*** Records for the exercise ***

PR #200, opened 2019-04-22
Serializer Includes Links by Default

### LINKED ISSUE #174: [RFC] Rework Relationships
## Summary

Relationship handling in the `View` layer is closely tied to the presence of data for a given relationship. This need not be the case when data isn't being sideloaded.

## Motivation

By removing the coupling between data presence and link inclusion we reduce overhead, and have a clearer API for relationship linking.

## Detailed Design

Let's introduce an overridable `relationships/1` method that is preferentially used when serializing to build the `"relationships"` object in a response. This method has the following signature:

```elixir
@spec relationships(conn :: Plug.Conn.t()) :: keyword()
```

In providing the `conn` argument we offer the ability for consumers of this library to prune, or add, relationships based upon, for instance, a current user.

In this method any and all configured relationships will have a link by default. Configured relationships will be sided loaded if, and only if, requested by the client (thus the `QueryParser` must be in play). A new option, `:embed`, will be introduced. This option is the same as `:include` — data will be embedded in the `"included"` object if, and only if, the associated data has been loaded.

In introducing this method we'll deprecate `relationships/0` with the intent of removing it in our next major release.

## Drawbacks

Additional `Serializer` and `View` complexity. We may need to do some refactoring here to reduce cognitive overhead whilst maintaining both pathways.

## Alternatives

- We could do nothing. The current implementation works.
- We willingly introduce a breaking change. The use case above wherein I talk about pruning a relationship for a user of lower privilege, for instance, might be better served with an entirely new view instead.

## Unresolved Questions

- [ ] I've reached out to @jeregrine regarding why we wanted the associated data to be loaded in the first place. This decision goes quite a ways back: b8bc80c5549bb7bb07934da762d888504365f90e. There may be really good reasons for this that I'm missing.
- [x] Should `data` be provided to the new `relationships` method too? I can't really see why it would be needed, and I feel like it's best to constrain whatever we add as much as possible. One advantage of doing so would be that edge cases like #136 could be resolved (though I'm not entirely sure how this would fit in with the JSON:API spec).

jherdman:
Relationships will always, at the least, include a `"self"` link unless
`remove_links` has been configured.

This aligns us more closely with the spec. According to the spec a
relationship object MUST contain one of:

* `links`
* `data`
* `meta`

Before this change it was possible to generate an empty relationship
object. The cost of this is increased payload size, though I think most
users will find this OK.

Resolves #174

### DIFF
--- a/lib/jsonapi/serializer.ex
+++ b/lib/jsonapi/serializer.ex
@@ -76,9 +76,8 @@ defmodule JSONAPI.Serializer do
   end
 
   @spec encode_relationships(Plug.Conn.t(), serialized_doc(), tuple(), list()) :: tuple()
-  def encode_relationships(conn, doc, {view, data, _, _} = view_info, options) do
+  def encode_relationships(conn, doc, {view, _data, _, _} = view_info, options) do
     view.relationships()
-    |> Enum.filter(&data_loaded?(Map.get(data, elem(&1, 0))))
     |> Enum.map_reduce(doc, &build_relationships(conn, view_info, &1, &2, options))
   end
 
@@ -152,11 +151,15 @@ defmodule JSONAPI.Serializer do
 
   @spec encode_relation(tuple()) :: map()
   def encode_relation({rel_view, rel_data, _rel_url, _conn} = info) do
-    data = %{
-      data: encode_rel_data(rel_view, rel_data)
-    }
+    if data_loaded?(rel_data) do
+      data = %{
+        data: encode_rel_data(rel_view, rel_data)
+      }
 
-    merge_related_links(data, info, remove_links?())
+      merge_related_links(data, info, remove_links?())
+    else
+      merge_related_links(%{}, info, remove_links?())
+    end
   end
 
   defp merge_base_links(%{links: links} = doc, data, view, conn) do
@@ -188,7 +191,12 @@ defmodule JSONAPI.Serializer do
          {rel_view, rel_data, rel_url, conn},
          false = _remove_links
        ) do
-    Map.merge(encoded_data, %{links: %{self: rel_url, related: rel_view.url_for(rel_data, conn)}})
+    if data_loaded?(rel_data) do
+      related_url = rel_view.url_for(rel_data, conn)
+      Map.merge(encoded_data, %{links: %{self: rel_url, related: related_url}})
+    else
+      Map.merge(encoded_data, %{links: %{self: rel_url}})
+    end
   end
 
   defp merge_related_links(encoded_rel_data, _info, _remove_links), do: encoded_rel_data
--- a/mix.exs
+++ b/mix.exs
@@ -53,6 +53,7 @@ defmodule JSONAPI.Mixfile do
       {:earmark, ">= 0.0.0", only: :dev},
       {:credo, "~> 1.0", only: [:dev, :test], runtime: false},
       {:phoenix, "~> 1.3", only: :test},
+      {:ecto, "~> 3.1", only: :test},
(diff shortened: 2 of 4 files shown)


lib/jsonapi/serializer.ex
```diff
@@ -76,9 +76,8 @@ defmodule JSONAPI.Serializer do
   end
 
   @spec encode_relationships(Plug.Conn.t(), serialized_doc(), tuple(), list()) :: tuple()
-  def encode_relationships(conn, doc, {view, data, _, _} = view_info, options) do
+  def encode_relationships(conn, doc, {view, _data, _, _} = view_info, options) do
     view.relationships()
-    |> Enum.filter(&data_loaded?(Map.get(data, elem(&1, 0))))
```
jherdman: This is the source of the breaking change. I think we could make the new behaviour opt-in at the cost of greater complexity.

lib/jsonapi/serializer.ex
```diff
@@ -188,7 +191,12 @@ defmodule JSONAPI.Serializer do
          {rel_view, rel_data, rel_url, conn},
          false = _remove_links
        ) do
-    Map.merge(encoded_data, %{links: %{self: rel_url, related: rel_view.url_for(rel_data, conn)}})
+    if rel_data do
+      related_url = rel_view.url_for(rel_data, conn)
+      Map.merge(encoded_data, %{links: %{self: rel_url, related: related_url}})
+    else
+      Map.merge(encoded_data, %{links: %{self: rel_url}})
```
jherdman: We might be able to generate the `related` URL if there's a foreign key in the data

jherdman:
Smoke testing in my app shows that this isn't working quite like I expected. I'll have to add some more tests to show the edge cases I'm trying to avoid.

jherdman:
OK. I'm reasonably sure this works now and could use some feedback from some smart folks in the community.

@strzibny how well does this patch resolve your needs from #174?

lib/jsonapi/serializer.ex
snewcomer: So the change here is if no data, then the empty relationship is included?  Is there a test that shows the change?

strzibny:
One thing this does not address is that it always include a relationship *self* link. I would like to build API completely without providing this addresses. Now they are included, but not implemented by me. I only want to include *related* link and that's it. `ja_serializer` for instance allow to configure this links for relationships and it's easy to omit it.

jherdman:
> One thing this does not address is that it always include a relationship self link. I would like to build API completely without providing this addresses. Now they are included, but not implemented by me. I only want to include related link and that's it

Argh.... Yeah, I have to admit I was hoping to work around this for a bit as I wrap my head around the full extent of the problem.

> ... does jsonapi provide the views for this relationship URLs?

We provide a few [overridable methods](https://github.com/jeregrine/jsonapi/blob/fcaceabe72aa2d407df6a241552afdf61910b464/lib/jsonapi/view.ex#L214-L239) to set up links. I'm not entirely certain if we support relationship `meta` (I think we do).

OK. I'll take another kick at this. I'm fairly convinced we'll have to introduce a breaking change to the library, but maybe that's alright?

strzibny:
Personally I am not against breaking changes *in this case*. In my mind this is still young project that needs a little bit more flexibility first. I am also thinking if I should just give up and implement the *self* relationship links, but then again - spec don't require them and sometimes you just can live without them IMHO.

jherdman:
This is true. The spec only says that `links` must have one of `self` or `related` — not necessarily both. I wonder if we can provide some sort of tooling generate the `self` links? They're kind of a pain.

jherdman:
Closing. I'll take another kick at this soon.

***

→ **Exercise aim**
List every line above that holds the word "edge".

→ **Exercise output**
- [x] Should `data` be provided to the new `relationships` method too? I can't really see why it would be needed, and I feel like it's best to constrain whatever we add as much as possible. One advantage of doing so would be that edge cases like #136 could be resolved (though I'm not entirely sure how this would fit in with the JSON:API spec).
Smoke testing in my app shows that this isn't working quite like I expected. I'll have to add some more tests to show the edge cases I'm trying to avoid.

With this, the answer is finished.